Stating that “all countries have to continue to speak clearly about what the regime is doing in its ongoing repression and brutality,” Blinken called on Southeast Asian nations to push harder for the junta to adhere to the Five-Point Consensus, a peace plan created by the Association of Southeast Asian Nations (ASEAN). Agreed at a special ASEAN meeting last April, the Consensus calls for an immediate halt to violence as a prelude to inclusive political talks involving “all parties,” but has seen scant progress in the 15 months since.

“Regional support for the regime’s adherence to the five point consensus developed by ASEAN is critical – that has not happened,” Blinken said. “The ASEAN countries need to hold the regime accountable for that … continue to demand the cessation of violence and release of prisoners.” During his stop in Thailand, Blinken also met in private with a number of young democracy activists from Myanmar.

His trip came the week after ASEAN’s special envoy for Myanmar, Cambodia’s Foreign Minister Prak Sokhonn, returned from his second mission to the country. While the June 30-July 2 visit yielded some incremental progress, it served above all to demonstrate just how sluggish and selective Myanmar’s military administration has been in its implementation of the Five-Point Consensus. (Junta leader Senior Gen. Min Aung Hlaing spent much of his time with Prak Sokhonn describing to him the “terrorist attacks” carried out by the anti-coup resistance.)

In this sense, it once again called into question the viability of the Five-Point Consensus itself, which has always depended on the junta’s good faith cooperation. As Prak Sokhonn’s second mission showed, such cooperation is unlikely unless the military administration succeeds in repressing and reducing the resistance to such an extent that it can afford to be magnanimous, or weakens to the point that it sees benefits in compromise. The National Unity Government and the anti-coup resistance are also rightly suspicious of negotiations, barring significant pre-concessions by the military.
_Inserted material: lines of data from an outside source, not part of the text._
PR #1661, opened 2022-07-14
GA custom events

raebo1017:
Create custom events for both place explorer and tools and prevent double counting of the event when the component is re-rendered.

This is the detailed design doc: https://docs.google.com/document/d/1KwZUlDNFLtYfCt3Ee0rFh4Do6zj-OFfBwAMKuN14meo/edit?resourcekey=0-RjBbh49MmMYxy8PIAbxB0g#


server/templates/base.html
```diff
@@ -1,33 +1,33 @@
 {#-
- Copyright 2020 Google LLC
+Copyright 2020 Google LLC
```
chejennifer, line 2: curious why the formatting changes? was it from linting?

static/js/tools/map/stat_var_chooser.tsx
```diff
@@ -108,7 +108,12 @@ export function StatVarChooser(props: StatVarChooserProps): JSX.Element {
       samplePlaces={samplePlaces}
       deselectSVs={deselectSVs}
       selectedSVs={selectedSVs}
-      selectSV={(svDcid) => selectStatVar(statVar, display, placeInfo, svDcid)}
+      selectSV={(svDcid) => {
+        selectStatVar(statVar, display, placeInfo, svDcid);
+        window &&
```
chejennifer, line 113: I noticed this same gtag added as part of the selectSV props for all of our tools. Maybe we can just add the gtag to the StatVarHierarchy component where the props.selectSV is used: https://github.com/datacommonsorg/website/blob/78bc010552434c8d41f0e3d92c1638b24c43da58/static/js/stat_var_hierarchy/stat_var_hierarchy.tsx#L298

chejennifer (commented):
this is cool!

static/js/tools/scatter/chart.tsx
```diff
@@ -141,6 +141,22 @@ export function Chart(props: ChartPropsType): JSX.Element {
...
+    statVar2 = props.facetList[1].dcid;
+  }
+  useEffect(() => {
+    window &&
+      window.gtag &&
+      window.gtag("event", "tool_chart_plot", {
+        place_dcid: props.placeInfo.enclosingPlace.dcid,
+        stat_var: [statVar1, statVar2],
+      });
+  }, [statVar1, statVar2, props.placeInfo.enclosingPlace.dcid]);
```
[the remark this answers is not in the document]
raebo1017: I thought about that too. The problem with the props.facetList is it includes metadata. If the source of a stat var changes, it will be triggered as well. However, for this event, we may want to focus more on what combination of stat vars and place dcids are plotted.
For props.xLabel and props.yLabel, they are different from stat var dcid format. Or do you mean we can look at changes to props.xlabel and props.ylabel and return statvar1 and statvar2 value?

server/templates/base.html
raebo1017: Yes, these are caused by running ./run_test.sh -f

static/js/tools/scatter/chart.tsx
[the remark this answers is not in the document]
chejennifer: ah, I see what you mean, ok, keeping it the way it is makes sense!

server/templates/base.html
```diff
@@ -39,9 +39,10 @@
   <script async src="https://www.googletagmanager.com/gtag/js?id={{ GA_ACCOUNT }}"></script>
   <script>
     window.dataLayer = window.dataLayer || [];
-    function gtag(){dataLayer.push(arguments);}
+    function gtag() { dataLayer.push(arguments); }
     gtag('js', new Date());
-    gtag('config', '{{ GA_ACCOUNT }}', { client_storage: 'none', anonymize_ip: true });
+    gtag('config', '{{ GA_ACCOUNT }}', { client_storage: 'none', anonymize_ip: true, place_category: new URLSearchParams(window.location.search).get('category') || '' });
```
beets, line 44: please use category that's already parsed in flask. you can pass in new arguments to the template (and give it a specific name like `place_category` since this will be used across all templates).

static/js/chart/draw.ts
```diff
@@ -90,7 +90,17 @@ function appendLegendElem(
     .attr("style", (d) => `background: ${color(d.label)}`)
     .append("a")
     .text((d) => d.label)
-    .attr("href", (d) => d.link || null);
+    .attr("href", (d) => d.link || null)
+    // Triggered when stat var legend is clicked and send data to google analytics.
```
beets, line 94:
```suggestion
    // Triggered when stat var legend chip is clicked: sends data to google analytics.
```

static/js/chart/draw.ts
```diff
@@ -90,7 +90,17 @@ function appendLegendElem(
...
+    .on(
+      "click",
+      () =>
+        window &&
+        window.gtag &&
+        window.gtag("event", "place_chart_click", {
+          place_chart_click: "stat var",
```
beets, line 101:
```suggestion
          place_chart_click: "stat var chip",
```

static/js/chart/draw.ts
```diff
@@ -90,7 +90,17 @@ function appendLegendElem(
     .attr("style", (d) => `background: ${color(d.label)}`)
     .append("a")
     .text((d) => d.label)
-    .attr("href", (d) => d.link || null);
+    .attr("href", (d) => d.link || null)
+    // Triggered when stat var legend is clicked and send data to google analytics.
+    .on(
+      "click",
+      () =>
+        window &&
```
beets, line 98: window is a global, so we can safely skip this check. curious if you saw documentation / examples of when it might not be the case?

static/js/place/chart.tsx
```diff
@@ -209,7 +209,18 @@ class Chart extends React.Component<ChartPropType, ChartStateType> {
...
       return (
         <span key={source}>
-          <a href={source}>{domain}</a>
+          <a
+            href={source}
+            onClick={() =>
+              window &&
+              window.gtag &&
+              window.gtag("event", "place_chart_click", {
+                place_chart_click: "data from",
```
beets, line 218:
```suggestion
                place_chart_click: "data source",
```

static/js/place/menu.tsx
```diff
@@ -45,6 +45,14 @@ class MenuCategory extends React.Component<MenuCategoryPropsType> {
           href={hrefString}
           className={`nav-link ${selectCategory === category ? "active" : ""}`}
           text={this.props.categoryDisplayStr}
+          handleClick={() =>
+            window &&
+            window.gtag &&
+            window.gtag("event", "place_category_click", {
+              place_category_click: category,
+              place_category_click_source: "menu",
```
beets, line 53: nit: can we call this `sidebar` to be more specific (we ought to rename the component too, but that's for later).

static/js/tools/map/chart.tsx
```diff
@@ -172,6 +172,16 @@ export function Chart(props: ChartProps): JSX.Element {
...
 
+  // Triggered only when stat vars or places change and send data to google analytics.
+  useEffect(() => {
+    window &&
+      window.gtag &&
+      window.gtag("event", "tool_chart_plot", {
+        place_dcid: props.placeInfo.enclosingPlace.dcid,
+        stat_var: props.statVar.value.dcid,
+      });
+  }, [props.statVar.value.dcid, props.placeInfo.enclosingPlace.dcid]);
```
beets, line 183: have you been able to validate that this does not overtrigger?

static/js/tools/scatter/plot_options.tsx
```diff
@@ -86,7 +86,14 @@ function PlotOptions(): JSX.Element {
                     id="per-capita-y"
                     type="checkbox"
                     checked={y.value.perCapita}
-                    onChange={(e) => y.setPerCapita(e.target.checked)}
+                    onChange={(e) => {
+                      y.setPerCapita(e.target.checked);
+                      if (!y.value.perCapita && window && window.gtag) {
+                        window.gtag("event", "tool_chart_option_click", {
+                          tool_chart_option: "per capita",
```
beets, line 93: It just occured to me - do we need to specify what tool this is click is generated from?

static/js/tools/timeline/chart.tsx
```diff
@@ -173,6 +182,13 @@ class Chart extends Component<ChartPropsType, ChartStateType> {
     this.loadRawData();
     this.resizeObserver = new ResizeObserver(this.handleWindowResize);
     this.resizeObserver.observe(this.svgContainer.current);
+    // Triggered when the component is mounted and send data to google analytics.
+    window &&
+      window.gtag &&
+      window.gtag("event", "tool_chart_plot", {
+        place_dcid: Object.keys(this.props.placeNames),
```
beets, line 189: how does the list get interpreted by GA? will [a, b] be treated separately from [a] and [b] (or would we be able to get stats for 'a' in the first example)?

beets (commented):
thanks - this looks good!

since these events are all specified as strings (and some are repeated across callbacks), can we define these as constants in a new file that's specific to GA events? with an appropriate prefix (eg GA_EVENT_TOOL_OPTION, GA_TOOL_OPTION_PER_CAPITA) . this will help us keep track of event keys and values in use throughout the site.

static/js/chart/draw.ts
raebo1017: When I ran it locally, sometimes the whole page cannot be loaded and the error message is window.gtag is not a function. I took the answers on https://stackoverflow.com/questions/62791299/typeerror-window-gtag-is-not-a-function as a reference.

beets: i'm surprised and not sure if i buy those answers. as you can see in our code, we never check for the existence of window, and window.gtag is defined at the head of the template before any other script is run. when exactly did you see that error happen?

static/js/tools/map/chart.tsx
raebo1017: I've tested it in several ways. e.g., only stat var or place is selected, zoom in or out the map, change sources or select per capita. It appears to only trigger once when both stat var and place are selected or any of them change.

static/js/chart/draw.ts
raebo1017: It occurred randomly...Window should already exist and we can skip checking that if we never check for the existence of window. But we may still need to check window.gtag because this script is async and I did encounter some errors...
https://github.com/datacommonsorg/website/blob/master/server/templates/base.html#L39

static/js/tools/scatter/plot_options.tsx
raebo1017: We have page path as a default parameter for every event. We can see which tool this click is generated from from the page path. e.g. /tools/timeline/

static/js/tools/timeline/chart.tsx
raebo1017: GA will change the list to a comma-separated string. For example,  if we have [geoId/06, geoId/0667000], in the GA report, we will get "geoId/06, geoId/0667000". We could only see a combination of them. But we can see the statistics for every single place from the event "tool_place_add".

static/js/place/menu.tsx
raebo1017: Done

static/js/place/chart.tsx
raebo1017: Done

static/js/chart/draw.ts
raebo1017: Done

static/js/chart/draw.ts
raebo1017: Done

static/js/chart/draw.ts
raebo1017: Done

server/templates/base.html
raebo1017: Done

static/js/tools/timeline/chart.tsx
raebo1017: > 

Done. Define constants in a new file for events, parameters and values.

static/js/tools/map/stat_var_chooser.tsx
raebo1017: Done

static/js/shared/types.ts
```diff
@@ -168,3 +168,14 @@ export interface StatVarSearchResult {
   statVars: NamedNode[];
   matches: string[];
 }
+
+// Set new property gtag on window.
+declare global {
```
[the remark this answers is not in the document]
raebo1017: Done

static/js/chart/draw.ts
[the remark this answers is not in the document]
raebo1017: Done

static/js/shared/types.ts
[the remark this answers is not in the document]
chejennifer: I meant, you can put it in this file: https://github.com/datacommonsorg/website/blob/master/static/index.d.ts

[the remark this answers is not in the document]
raebo1017: Understood. Changed it to file index.d.ts

chejennifer (approved):
Thanks for the updates!

beets (commented):
thanks for the updates! just one small update requested to base.html

static/js/shared/util.ts
```diff
@@ -144,3 +144,17 @@ export function removeSpinner(containerId: string): void {
     }
   }
 }
+
+/**
+ * Triggers events and send data to google analytics.
+ * @param eventName name of the event
+ * @param parameter parameter-value pairs
+ */
+export function triggerGAEvent(
```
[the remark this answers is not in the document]
raebo1017: Done

server/templates/base.html
```diff
@@ -41,7 +41,7 @@
     window.dataLayer = window.dataLayer || [];
     function gtag() { dataLayer.push(arguments); }
     gtag('js', new Date());
-    gtag('config', '{{ GA_ACCOUNT }}', { client_storage: 'none', anonymize_ip: true, place_category: new URLSearchParams(window.location.search).get('category') || '' });
+    gtag('config', '{{ GA_ACCOUNT }}', { client_storage: 'none', anonymize_ip: true, place_category: '{{ place_category }}' });
```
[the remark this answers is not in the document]
raebo1017: Done.

beets (approved):
thanks for the upates!

PR #1667, opened 2022-07-18
[Protein Browser] Increase PPI graph depth - Part 4: Graph search

rogershijin:
- Adds a method `bfsIter` to `ProteinProteinInteractionGraph` which expands the protein graph by 1 layer. Some parts of this method could be moved to `data_processing_utils.ts` but I left it in one block to be slightly easier to follow on a first read. This method is currently extremely convoluted so would appreciate any tips for simplification!
- Updates `componentDidUpdate` to call `bfsIter`.  
- Graph now loads by default at `depth=2`.

Another shoutout to @chejennifer for helping me with React debugging!

View on initial load:
image

View after some dragging:
image


rogershijin:
Closing and redoing

PR #1669, opened 2022-07-19
[Import Wizard] Move import wizard to website repo

chejennifer:
- move the import wizard files over to website repo and set up the routing (/import)


server/routes/import_wizard.py
```diff
@@ -0,0 +1,23 @@
...
+"""Import Wizard routes"""
+
+from flask import Blueprint, render_template
+
+bp = Blueprint('import_wizard', __name__, url_prefix='/import')
+
+
+@bp.route('/')
+def main():
+    return render_template('/import_wizard.html')
```
shifucun, line 23: Should only allow this in autopush for now?

shifucun (approved):
Nice!

server/routes/import_wizard.py
chejennifer: yes, you're right, done

chejennifer:
> Does the existing CI of this repo cover the running of import wizard tests? Asking because [datacommonsorg/tools#128](https://github.com/datacommonsorg/tools/pull/128) removes periodic build coverage for the wizard.

yes

PR #1671, opened 2022-07-20
[import wizard] add unit constant

chejennifer:
- add functionality to specify unit for a column
- always show the constants that are applied to the whole file

units for specific columns:
Screen Shot 2022-07-20 at 3 57 37 PM

unit specified for whole file:
Screen Shot 2022-07-20 at 3 57 57 PM


static/js/import_wizard/types.ts
```diff
@@ -46,6 +46,8 @@ export interface Column {
   header: string;
   // column index (leftmost column will be 0)
   columnIdx: number;
+  // unit of measure set for this column
```
pradh, line 49: This feels a bit odd to me to have some mapped-thing specific field in Column, which is sort of a general structure. It is also odd that UNIT appears as a MappedThing when it is a constant, but not when it is specified in the header.

What do you think about having UNIT always appear as MappedThing, and then in MappingVal, when MappingType is COLUMN_HEADER, we use a new field:

```
export type UnitValue = string;

export interface MappingVal {
   ...
   unitValue?: { [columnIdx: number]: UnitValue };`
}
```

chejennifer: Hm, I'm not sure how I feel about COLUMN_HEADER mappingType needing to read from a different field when the MappedThing is UNIT vs everything else. What about an additional MappingType like COLUMN_CONSTANT and then a field in MappingVal like `columnConstants?: { [columnIdx: number]: string}`?

pradh: +1 I like that

chejennifer: done

static/js/import_wizard/utils/validation.ts
```diff
@@ -104,14 +104,19 @@ export function checkMappings(mappings: Mapping): Array<string> {
...
       if (mthing === MappedThing.PLACE) {
         // Check #8
-        errors.push(mthingName + ": must not be CONSTANT type");
+        errors.push(mthingName + ": must not be FILE_CONSTANT type");
+      }
+    } else if (mval.type === MappingType.COLUMN_CONSTANT) {
+      if (_.isEmpty(mval.columnConstants)) {
+        // Check #1
+        errors.push(mthingName + ": missing value for COLUMN_CONSTANT type");
       }
```
pradh, line 120: To confirm, do we only support UNIT as column_constant? Or is it that the UI supports only unit, but the rest of the code is general?  Accordingly add comments to types.ts.

pradh (approved):
This is very nice!

static/js/import_wizard/utils/validation.ts
chejennifer: the UI supports only unit for column_constant but the rest of the code is general.

Added comment in the types.ts file

PR #1673, opened 2022-07-21
[Protein Browser] User input - Part 1: Depth

rogershijin:
- Adds depth input to protein-protein interaction graph (input element copied from @chejennifer's download tool)
- Supports depths 1-3.

This requires 7 request RTTs: original page request --> [ (interactors --> score) 3 times ], but does not slow down other plots on the same page.  On 131 Mbps wifi, this is 2.2 seconds slower than the other plots.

ASEAN is unlikely to take a similarly punitive line to more distant Western countries, both for reasons of temperament – the bloc prizes dialogue and process, even when these are counterproductive – and because of the difficulty of mustering the necessary consensus. While ASEAN has hardened its stance against the junta since the coup, having excluded the junta’s representatives from high-level meetings of the bloc since October, it continues to eschew the sorts of punitive economic sanctions that have been favored by the U.S. and other Western countries. In any event, history offers few signs that a more punitive ASEAN stance would help with the implementation of the Five-Point Consensus.

In the end, the determining factor will most likely be the evolving political situation inside Myanmar. Short of active material support for the NUG and the armed resistance that it represents – a step that the U.S. has also notably refrained from taking, despite Blinken’s promise to seek ways for Washington and its partners put more “pressure” on the junta – ASEAN’s peace process will continue to nibble around the edges of the country’s conflict.